Read the data in from "myfile.dat"
, say, (or just start from L
below if you have previously read it in as separate lines). Now extract those lines that begin with digits followed by a dot followed by a space or that contain the word Location:
or start with ID:
. Then remove everything in those lines up to and including the last space. Create a group vector g
which identifies the group to which each component of v2
belongs. (We have used the fact that the beginning field of each group starts with a non-digit and the other fields start with a digit.) Then split v2
into those groups . Expand short components of s
by appropriately inserting an NA assuming that if its short that Location:
is missing. (We assume the first field and the ID
fields cannot be missing.) Finally transpose it so that the fields are in columns and the cases in rows.
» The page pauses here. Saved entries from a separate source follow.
Issue #2925, opened 2024-08-28
Store objects in "header+payload" format


roman-khimov:
## Is your feature request related to a problem? Please describe.
I'm always frustrated when I look at how we allocate a lot of memory to fetch data from storage. #2316, #2178, #1398. #2814 also reminds about it.

## Describe the solution you'd like
#1932 has some valid input for these problems, although it's localized to CLI, whereas I'm more concerned about SN. We can store/fetch objects in a bit different manner, serializing header and payload separately right at the FSTree level. Then object get operation would return a header and an `io.ReaderCloser` pointing to the file (if it's not _too_ small). This can then be streamed to the outside as needed (but likely API changes are required as well).

## Describe alternatives you've considered
Keep pulling MBs of data from the storage is no fun.

roman-khimov:
We've made a lot of memory-related optimizations, but this costs a lot in terms of code to work(around) with protobuf. Changing the storage scheme can simplify this code a lot and make `blobstor` really be a blob storage.

PR #4171, opened 2026-09-10
Support streaming write into FSTree

cthulhu-rider:


cthulhu-rider:
looking at #2925, #3451 i realized that initially proposed interface is too abstract. Will rework

pkg/local_object_storage/blobstor/fstree/fstree_write_generic.go
```diff
@@ -281,8 +281,8 @@ func handleFileError(tmpPath string, err error) error {
 		switch {
 		case errors.Is(pe.Err, syscall.ENOSPC):
 			err = common.ErrNoSpace
-		case errors.Is(pe.Err, syscall.EEXIST):
-			return syscall.EEXIST
+		case errors.Is(pe.Err, fs.ErrExist):
+			return fs.ErrExist
```
roman-khimov: But it's `fs.ErrExist` already, maybe with some additional context.

internal/testutil/os.go
```diff
@@ -0,0 +1,63 @@
+package testutil
```
roman-khimov: `filetest` or `fstest` at least, `testutil` means nothing.

pkg/local_object_storage/blobstor/fstree/fstree.go
```diff
@@ -511,12 +512,83 @@ func (t *FSTree) getPath(addr oid.Address) (string, error) {
...
+//
+// Either [io.Closer.Close] or abort function must be finally called. All
+// functions must not be called concurrently.
+//
+// If the object already exists, InitPut or resulting stream calls return
+// [fs.ErrExist].
+//
+// If the device runs out of space, InitPut or resulting stream calls return
+// [common.ErrNoSpace].
+func (t *FSTree) InitPut(addr oid.Address, headerLen uint64, payloadLen uint64, headerW io.WriterTo) (io.WriteCloser, func(), error) {
```
roman-khimov, line 536: Why not `header []byte`? We normally have it already when trying to `InitPut()`?

pkg/local_object_storage/blobstor/fstree/fstree_write_generic.go
```diff
@@ -43,6 +46,138 @@ func (w *genericWriter) writeBatch(objs []writeDataUnit) error {
...
+		return x.handleAlreadyExists()
+	}
+	if errors.Is(err, common.ErrNoSpace) {
+		x.abort()
+	}
+	return err
+}
+
+func (x *genericFileWriteStream) openTmpFile() error {
+	for {
```
roman-khimov: Can't be unlimited.

pkg/local_object_storage/blobstor/fstree/fstree_write_generic.go
```diff
@@ -43,6 +46,138 @@ func (w *genericWriter) writeBatch(objs []writeDataUnit) error {
...
+	}
+}
+
+func (x *genericFileWriteStream) Close() error {
+	if x.aborted {
+		return errStreamAborted
+	}
+
+	for {
+		err := x.openTmpFileIfNeeded()
```
roman-khimov: We're closing here, this doesn't seem useful (just check `x.tmpFile`).

pkg/local_object_storage/blobstor/fstree/fstree_write_linux.go
```diff
@@ -192,20 +193,115 @@ func (w *linuxWriter) finalize() error {
 	return nil
 }
 
+type unixFileWriteStream struct {
```
roman-khimov, line 196: It's more of linux than unix.

pkg/local_object_storage/blobstor/fstree/fstree_write_linux.go
```diff
@@ -192,20 +193,115 @@ func (w *linuxWriter) finalize() error {
...
+
+type unixCombinedFileWriteStream struct {
+	linuxWriter *linuxWriter
+	targetPath  string
+	objectID    oid.ID
+	data        []byte
+	aborted     bool
+}
+
+func newUnixCombinedFileWriteStream(w *linuxWriter, targetPath string, objID oid.ID, dataLen uint64) *unixCombinedFileWriteStream {
```
roman-khimov, line 241: Really tricky thing. I tend to think that keeping replicatev1 for small objects allows us to avoid combined writer logic for streams. Combined writer is efficient when it has all the data, otherwise a single slow writer (and it depends on caller, it has to pass the next message before we could write anything) slows down the whole batch. So I'd rather avoid combining for this case irrespective of the size.

pkg/local_object_storage/blobstor/fstree/fstree_write_generic.go
cthulhu-rider: yes. But `fs.ErrExists` is more widely used and OS-independent

pkg/local_object_storage/blobstor/fstree/fstree.go
cthulhu-rider: it can be framed/unsorted in general. Dont mind to start w/ `[]byte`

internal/testutil/os.go
cthulhu-rider: made `fstest` package

pkg/local_object_storage/blobstor/fstree/fstree_write_linux.go
cthulhu-rider: renamed

pkg/local_object_storage/blobstor/fstree/fstree_write_generic.go
cthulhu-rider: it had break condition. Rewritten now

pkg/local_object_storage/blobstor/fstree/fstree_write_generic.go
cthulhu-rider: done

pkg/local_object_storage/blobstor/fstree/fstree_write_linux.go
cthulhu-rider: rly makes sense! Done

pkg/local_object_storage/blobstor/fstree/fstree_write_generic.go
roman-khimov: I mean the sequence of
```
case errors.Is(pe.Err, fs.ErrExist):
			return fs.ErrExist
```
just strips the outer context (if it's present), otherwise it's pretty useless, we already have `fs.ErrExist`.

pkg/local_object_storage/blobstor/fstree/fstree.go
roman-khimov: Framing can interfere, ok.

pkg/local_object_storage/blobstor/fstree/fstree_write_generic.go
cthulhu-rider: yes, and prevents wrapping into new context below. This was the case with `syscall.EEXIST`. Please elaborate on your point

roman-khimov (approved):

PR #4175, opened 2026-09-11
writecache: migrate FSTree layout to depth 2

### LINKED ISSUE #3632: Tune write cache FSTree depth
I'm always frustrated when we have too many objects in FSTree directories. We use `depth: 1` in write cache FSTree for some time, the presumption was that it never has too many objects, while in fact it can if we're pushing small ones. 1G cache for 1K objects is 1M objects or 20K per dir. Larger caches are also possible, 10-100G are all fine.

Switch to FSTree depth 2 for write cache, migrate.

Switch to 3, but this seems to add too much overhead for more common case of 1-10M objects when we have 1-10K of them in the cache.

## Additional context
#2337

End-rey:
Closes #3632

### DIFF
--- a/CHANGELOG.md
+++ b/CHANGELOG.md
@@ -12,6 +12,7 @@ Changelog for NeoFS Node
 ### Changed
 - SN requests network map only when it has been changed (#4121)
 - SN pushes URI-style endpoints to netmap instead of multiaddr (#3982)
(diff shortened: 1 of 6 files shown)


roman-khimov (commented):
Chlog

roman-khimov (approved):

L <- readLines("myfile.dat")
v <- grep("^\\d+\\. |Location: |^ID: ", L, value = TRUE)
v2 <- sub(".* ", "", v)
g <- cumsum(regexpr("^\\D", v2) > 0)
s <- split(v2, g)
m <- sapply(s, function(x) if (length(x) == 2) c(x[[1]], NA, x[[2]]) else x)
t(m)
Using the sample data in the post we get this from the last line:
[,1] [,2] [,3]
1 "ZFP112" "19q13.2" "7771"
2 "SEP15" "1p31" "9403"
3 "MLL4" "19q13.1" "9757"
4 "LOC100509547" NA "100509547"
5 "LOC100509587" NA "100509587"